Spoken in a hoarse near whisper, those three words have turned the world upside down. Yes, I've known Gods could be killed—and more so after Caedmon's admission to the Gods' lack of actual Godhood—but not Caedmon. In my mind, he has always been and would, beyond my own time and death, continue to be. Caedmon was supposed to be a fixture of the world. Now ... I don't know what the fuck he is. Dead. Gone. A God in the wrong world or not.
"They're going to call us sometime today." Theos' words have me reopening my eyes and focusing on the room once more instead of the riot of emotions buried in my head and chest.
The mortal—Regis—begins to slide back the covers of Kalix's bed and get up. No one moves to help him even though as his feet land on the hard floor, he wobbles slightly before righting himself. "I cannot be here," he states. "I should go while everyone is occupied with the Gods."
"That's a good idea," I agree. "No one can know you were ever here."
Regis nods to me. "Do you still have my clothes?"
Theos answers him. "They were too ruined and had to be thrown out," he says before striding across the room to an armoire.
I glance at Kalix to see how he'll take Theos giving over his clothes to a mortal, but he's not even watching the man. His eyes are focused purely on Kiera. Glancing between the two of them, I dimly realize that this was bound to pose issues.
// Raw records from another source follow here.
PR #264, opened 2021-04-28
Add Retry Logic for APISecretPublisher

### LINKED ISSUE #263: Add Retry Logic for APISecretPublisher

As discussed [here](https://github.com/crossplane/provider-gcp/issues/298), if a managed resource publishes a connection secret via the `APISecretPublisher` and if we cannot persist it in etcd at the time of external resource provisioning, we may leak the external resource. For example, for Google Cloud API iam.ServiceAccountKey resources, private keys provisioned by GCP are not stored in GCP, and thus [are only available as the result of a `keys.create` call](https://cloud.google.com/iam/docs/reference/rest/v1/projects.serviceAccounts.keys). If because of a temporary failure the connection secret is not persisted and the external name annotation is not set, then we have a leaking Cloud API resource.

For certain external resources, we might be able to associate metadata with the external resource for registering ownership to crossplane. In this case, eventually we can clean up leaking resources. However, for instance, Google Cloud API's `ServiceAccountKey` seems not to allow adding such metadata. 

For such resource, there seems no perfect solution as we cannot put provisioning of the external resource and provisioning of the connection secret into the same transactional boundary, but for now, we may considering adding a retry logic to `APISecretPublisher.PublishConnection` for transient failures to decrease the probability of leaking certain external resources.

ulucinar:

This PR adds `resource.ApplicatorWithRetry` that can retry application of a nested `resource.Applicator` on designated errors with the designated schedule. And it further uses a `resource.ApplicatorWithRetry` to introduce retries during connection secret publication.

Fixes #263 

I have:

- I have manually tested this change in crossplane-runtime together with a custom build of provider-gcp & `v1alpha1.ServiceAccountKey`, which published a connection secret.
- Unit tests are also introduced with this PR.

### DIFF
--- a/pkg/resource/resource.go
+++ b/pkg/resource/resource.go
@@ -27,6 +27,8 @@ import (
 	"k8s.io/apimachinery/pkg/runtime"
 	"k8s.io/apimachinery/pkg/runtime/schema"
 	"k8s.io/apimachinery/pkg/types"
+	"k8s.io/apimachinery/pkg/util/wait"
+	"k8s.io/client-go/util/retry"
 	"sigs.k8s.io/controller-runtime/pkg/client"
 
 	xpv1 "github.com/crossplane/crossplane-runtime/apis/common/v1"
@@ -212,6 +214,11 @@ func IsAPIError(err error) bool {
 	return ok
 }
 
+// IsAPIErrorWrapped returns true if err is a K8s API error, or recursively wraps a K8s API error
+func IsAPIErrorWrapped(err error) bool {
+	return IsAPIError(errors.Cause(err))
+}
+
 // IsConditionTrue returns if condition status is true
 func IsConditionTrue(c xpv1.Condition) bool {
 	return c.Status == corev1.ConditionTrue
@@ -220,6 +227,39 @@ func IsConditionTrue(c xpv1.Condition) bool {
 // An Applicator applies changes to an object.
 type Applicator interface {
 	Apply(context.Context, client.Object, ...ApplyOption) error
+}
+
+type shouldRetryFunc func(error) bool
+
+// An ApplicatorWithRetry applies changes to an object, retrying on transient failures
+type ApplicatorWithRetry struct {
+	Applicator
+	shouldRetry shouldRetryFunc
+	backoff     wait.Backoff
+}
+
+// Apply invokes nested Applicator's Apply retrying on designated errors
+func (awr *ApplicatorWithRetry) Apply(ctx context.Context, c client.Object, opts ...ApplyOption) error {
+	return retry.OnError(awr.backoff, awr.shouldRetry, func() error {
+		return awr.Applicator.Apply(ctx, c, opts...)
+	})
+}
+
+// NewApplicatorWithRetry returns an ApplicatorWithRetry for the specified
+// applicator and with the specified retry function.
+//   If backoff is nil, then retry.DefaultRetry is used as the default.
+func NewApplicatorWithRetry(applicator Applicator, shouldRetry shouldRetryFunc, backoff *wait.Backoff) *ApplicatorWithRetry {
+	result := &ApplicatorWithRetry{
+		Applicator:  applicator,
+		shouldRetry: shouldRetry,
+		backoff:     retry.DefaultRetry,
+	}
+
+	if backoff != nil {
+		result.backoff = *backoff
+	}
+
+	return result
 }
 
 // A ClientApplicator may be used to build a single 'client' that satisfies both
--- a/pkg/resource/resource_test.go
+++ b/pkg/resource/resource_test.go
@@ -22,12 +22,17 @@ import (
 	"testing"
 
 	"github.com/google/go-cmp/cmp"
+	"github.com/google/go-cmp/cmp/cmpopts"
 	"github.com/pkg/errors"
 	corev1 "k8s.io/api/core/v1"
+	kerrors "k8s.io/apimachinery/pkg/api/errors"
 	metav1 "k8s.io/apimachinery/pkg/apis/meta/v1"
 	"k8s.io/apimachinery/pkg/runtime"
 	"k8s.io/apimachinery/pkg/runtime/schema"
 	"k8s.io/apimachinery/pkg/types"
+	"k8s.io/apimachinery/pkg/util/wait"
+	"k8s.io/client-go/util/retry"
+	"sigs.k8s.io/controller-runtime/pkg/client"
 
 	xpv1 "github.com/crossplane/crossplane-runtime/apis/common/v1"
 	"github.com/crossplane/crossplane-runtime/pkg/resource/fake"
@@ -38,13 +43,19 @@ const (
 	namespace = "coolns"
 	name      = "cool"
 	uid       = types.UID("definitely-a-uuid")
+	testSteps = 3
 )
 
-var MockOwnerGVK = schema.GroupVersionKind{
-	Group:   "cool",
-	Version: "large",
-	Kind:    "MockOwner",
-}
+var (
+	MockOwnerGVK = schema.GroupVersionKind{
+		Group:   "cool",
+		Version: "large",
+		Kind:    "MockOwner",
+	}
+
+	testBackoff = wait.Backoff{}
+	errTest     = errors.New("test-error")
+)
 
 func TestLocalConnectionSecretFor(t *testing.T) {
 	secretName := "coolsecret"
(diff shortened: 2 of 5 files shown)


pkg/resource/resource.go
```diff
@@ -212,6 +214,11 @@ func IsAPIError(err error) bool {
 	return ok
 }
 
+// IsAPIErrorWrapped returns true if err is a K8s API error, or recursively wraps a K8s API error
+func IsAPIErrorWrapped(err error) bool {
```
ulucinar, line 218: I do not want to change the behavior of existing resource.IsAPIError because I don't know all the contexts it's used.

pkg/resource/resource.go
```diff
@@ -222,6 +229,39 @@ type Applicator interface {
...
+// An ApplicatorWithRetry applies changes to an object, retrying on transient failures
+type ApplicatorWithRetry struct {
+	Applicator
+	shouldRetry shouldRetryFunc
+	backoff     wait.Backoff
+}
+
+// Apply invokes nested Applicator's Apply retrying on designated errors
+func (awr *ApplicatorWithRetry) Apply(ctx context.Context, c client.Object, opts ...ApplyOption) error {
+	return retry.OnError(awr.backoff, awr.shouldRetry, func() error {
```
hasheddan, line 243: @ulucinar just double checking my understanding here: This will retry according to policy specified as long as we are running into k8s API errors, but if we continue to be unable to publish, we will eventually fail on the underlying `Apply` due to context deadline exceeded, at which point we will exit reconciliation. Am I correct on that?

ulucinar: Hi @hasheddan,
Yes, correct. If retries do not help, what's returned to the managed reconciler is the underlying error, which could be context deadline exceeded or even a K8s API error because we retry with a limit as specified by the back-off configuration.

hasheddan: @ulucinar thanks! I wasn't sure exactly how retry limit was being handled, but I took a look at the underlying [exponential backoff implementation](https://github.com/kubernetes/apimachinery/blob/8daf28983e6ecf28bd8271925ee135c1179ad13a/pkg/util/wait/wait.go#L402) and see that it breaks on `steps == 1`, with steps being decremented on every iteration and a default of [4 steps](https://github.com/kubernetes/client-go/blob/8c8fa70f7a2acc191d4787327639621f69992efd/util/retry/util.go#L39) :+1:

ulucinar:
In codecov check here:
https://github.com/crossplane/crossplane-runtime/pull/264/checks?check_run_id=2458129341

there seems to be [an unexpected coverage change](https://docs.codecov.io/docs/unexpected-coverage-changes). According to the codecov report, it seems like we have increased code coverage in both of the two (non-ignored) files modified:
https://codecov.io/gh/crossplane/crossplane-runtime/commit/b5db8c1c9e354f0f399e09d6a608d093846e514b/

But codecov says that the overall coverage has dropped 1.3%. And I did not delete tests. Can anyone with experience on codecov bring an explanation? 

At least, I may add some new tests to increase coverage over already existing code to get rid of this, correct?

hasheddan:
> At least, I may add some new tests to increase coverage over already existing code to get rid of this, correct?

@ulucinar that would be fine, but you can also ignore for now if you like. Codecov is notoriously flaky, which is why we don't require it as a check :)

ulucinar:
@hasheddan, thank you for the insight. If there are some easy-to-cover lines, I will try.

ulucinar:
> > At least, I may add some new tests to increase coverage over already existing code to get rid of this, correct?
> 
> @ulucinar that would be fine, but you can also ignore for now if you like. Codecov is notoriously flaky, which is why we don't require it as a check :)

Hi @hasheddan,
I have added some small tests, let's see if things improve on the codecov side. If not, I also think we should move on as you suggested because even the "coverage changes" tab of codecov actually shows an increase in coverage:
https://app.codecov.io/gh/crossplane/crossplane-runtime/compare/264/changes

Thank you @hasheddan!

pkg/resource/resource.go
```diff
@@ -222,6 +229,40 @@ type Applicator interface {
...
+		return awr.Applicator.Apply(ctx, c, opts...)
+	})
+}
+
+// NewApplicatorWithRetry returns an ApplicatorWithRetry for the specified
+// applicator and with the specified retry function.
+//   If backoff is nil, then retry.DefaultRetry is used as the default.
+func NewApplicatorWithRetry(applicator Applicator, shouldRetry shouldRetryFunc, backoff *wait.Backoff) Applicator {
```
muvaf, line 251:
```suggestion
func NewApplicatorWithRetry(applicator Applicator, shouldRetry shouldRetryFunc, backoff *wait.Backoff) ApplicatorWithRetry {
```

Since the interface is programatically enforced already, I usually return just the struct itself so that if at some point a modification on the struct is needed, users can do so. If they require only the interface, which is the case here, then that'd work as well.

pkg/resource/resource.go
```diff
@@ -222,6 +229,40 @@ type Applicator interface {
...
+	result := &ApplicatorWithRetry{
+		Applicator:  applicator,
+		shouldRetry: shouldRetry,
+	}
+
+	if backoff != nil {
+		result.backoff = *backoff
+	} else {
+		result.backoff = retry.DefaultRetry
+	}
```
muvaf, line 261:
```suggestion
	result := &ApplicatorWithRetry{
		Applicator:  applicator,
		shouldRetry: shouldRetry,
		backoff: retry.DefaultRetry
	}

	if backoff != nil {
		result.backoff = *backoff
	}
```

nitpick

pkg/resource/resource.go
```diff
@@ -212,6 +214,11 @@ func IsAPIError(err error) bool {
 	return ok
 }
 
+// IsAPIErrorWrapped returns true if err is a K8s API error, or recursively wraps a K8s API error
```
muvaf, line 217: From my reading of the source code, it doesn't seem like we'd get more than one level below, i.e. if it's wrapped two times, we won't actually see the first error because `Wrap` treats the incoming error as cause, not the cause of that incoming error.

If that's the case, I wonder if we should make this APIError check closer to where the error is returned without relying on whether the wrapping is done only once.

pkg/resource/resource.go
muvaf:
```suggestion
func NewApplicatorWithRetry(applicator Applicator, shouldRetry shouldRetryFunc, backoff wait.Backoff) Applicator {
```

nitpick: I'd feel fine about requiring a backoff to be supplied since that's the interface of the underlying `retry.OnError`

ulucinar: Hi @muvaf,
Thank you for the comments.

>  If they require only the interface, which is the case here, then that'd work as well.
Yes, I would like to hide the `resource.applicatorWithRetry` and only expose a constructor method with it. That's why the signature uses the interface type. I have also un-exported the type itself.

ulucinar: > nitpick: I'd feel fine about requiring a backoff to be supplied since that's the interface of the underlying retry.OnError

I agree. We could get rid of providing a default for the back-off configuration. Why I preferred to use a default value is as follows:
The `retry` package provides two defaults back-off configurations with different semantics. The first one (`retyr.DefaultRetry`) is suggested to be used in contexts where there are competing modifiers for a resource (i.e., during resolution of HTTP-409 errors). The other one (`retry.DefaultBackoff`) is suggested to be used in contexts with unrelated changes. Because I expect, in general, a `resource.APIPatchingApplicator` to be wrapped by the `applicatorWithRetry`, I preferred to have the clients of `applicatorWithRetry` use `retry.DefaultRetry` as the default. 

But I don't have a strong opinion here, we can also remove a default value.

pkg/resource/resource.go
ulucinar: `resource.IsAPIErrorWrapped` uses `errors.Cause` which recursively looks for the first non-causer error. So, even if the original error is wrapped more than once, we are safe to get the original non-causer error.

pkg/resource/resource.go
muvaf: > Yes, I would like to hide the resource.applicatorWithRetry and only expose a constructor method with it.

Why though? I'm thinking of the case where a consumer of `NewApplicatorWithRetry` gets an `Applicator`. If they'd like to change configuration after initialization or make use of new features we introduce to that struct that's not covered by the interface, they have to do a type casting. But if we return exported `ApplicatorWithRetry`, interface would still be satisfied and they'd get to work with the real object.

pkg/resource/resource.go
muvaf: Got it, seems I misinterpreted the source code. Thanks for the explanation!

pkg/resource/resource.go
muvaf: Regarding the default backoff, I think user supplying `nil` and getting a default could be a bit misleading. In this context, `nil` is not a valid option so they might figure that out easily. But for defaulting, we usually accept [options](https://github.com/crossplane/crossplane-runtime/blob/f2418dc/pkg/reconciler/managed/reconciler.go#L386) for configuration and let the default overridden by the options if the user wants to. So it'd be consistent to expose options here as well if you'd like to have a default, but if you don't want to (since it's a single config parameter), requiring it to be supplied wouldn't be much of a hassle for users anyway IMO.

muvaf (approved):
I have some small comments but overall LGTM! Thanks @ulucinar !

pkg/resource/resource.go
ulucinar: @muvaf believes that we may utilize the applicatorWithRetry type in core crossplane repos. So he proposes to expose it. 
Agreed.

muvaf:
@ulucinar could you squash the commits before I merge?

ulucinar:
> @ulucinar could you squash the commits before I merge?

Done @muvaf. Thanks.

pkg/resource/resource_test.go
```diff
@@ -638,3 +649,241 @@ func TestGetExternalTags(t *testing.T) {
 		})
 	}
 }
+
+// single test case => not using tables
+func Test_errNotControllable_NotControllable(t *testing.T) {
```
negz, line 654: Very late commentary here, but in future I'd like to avoid these `_` separated long test names. I prefer shorter less descriptive names that include a `reason` string that is printed if the test fails with more context.

ulucinar: Hi @negz,
Would you like me to open a PR changing these test names?

negz: Yes please! It's not urgent at all, but I would prefer to avoid the convention creeping in. :)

Kiera hasn't just been with one of us, and any infighting right now will surely result in one of our deaths if not all of ours.
Quelling the vicious, demanding beast inside, I turn to face him and make short work of the space between us. "Are you going to be a problem?" I demand, lowering my voice until I'm sure only he and I can hear my words.
As Theos pulls out clothes for the mortal, Kalix's green eyes flick up to meet mine. "Problem?" he repeats, tilting his head. "Why would I be a problem?" He arches a brow and smirks as if he can read my mind. Then again, it doesn't take a genius to know what I'm thinking. Now that the week of reprieve is over from the Gods' announcement and the impending trials we're about to embark on hover just beyond the door, he must know that I worry for the sanctity of our dynamic. "You're the possessive one of the three of us," he concludes.
"No fighting," I snap, ignoring his final words. "Promise me. No matter what happens—until we're through this, until whatever the Gods have planned for us has come to an end—you will not lose it on us or our allies."
"We have allies?"
"Promise."
Kalix lowers the knife to his side and frowns. "I don't care if you fuck her," he snaps, though thankfully he still keeps his voice low enough for no one else in the room to hear.
"Then why won't you promise not to cause issues?" I demand.
"Because I don'tneedto." Kalix bares his teeth at me, the twin incisors of his canines lengthening as he hisses at me. "You are not my master, Ruen. You are my brother. Just because I have followed you before does not make you my lord and king. I respect your ability and your intelligence—after all, you're smart enough not to get in my way when I want something."
"You want her." It's a statement, not a question.
"I have her," he replies. "She is mine."
I'm already shaking my head. "You cannot own a person," I tell him. One good thing the Gods had done for this world when they'd come hundreds of years ago was ban that horrid practice. "Even if you could, though," I continue, glancing back to ensure that the others are suitably occupied, "Kiera is not someone who'd allow it."
"She doesn't need to allow it for it to be true," Kalix grits out. His pupils grow slitted and his fangs don't recede, but I don't give a fuck if he's getting pissed off. This needs to be addressed, and though I know it should have been well before now, we're almost out of time. "Just as you are mine, she is also mine. That's why I don't give a shit if you fuck her. My things may play as they wish together provided that they do not go beyond those boundaries."
I blink and for the first time in a long time, I feel my face go slack with shock. A regular occurrence when I'd first met my brother, I'd honestly thought he and I had both grown past the point of surprising one another. Kalix's fangs retract back into his gums, and he presses his tongue against the tip of one now much duller point. Then he stands up, forcing me to step back.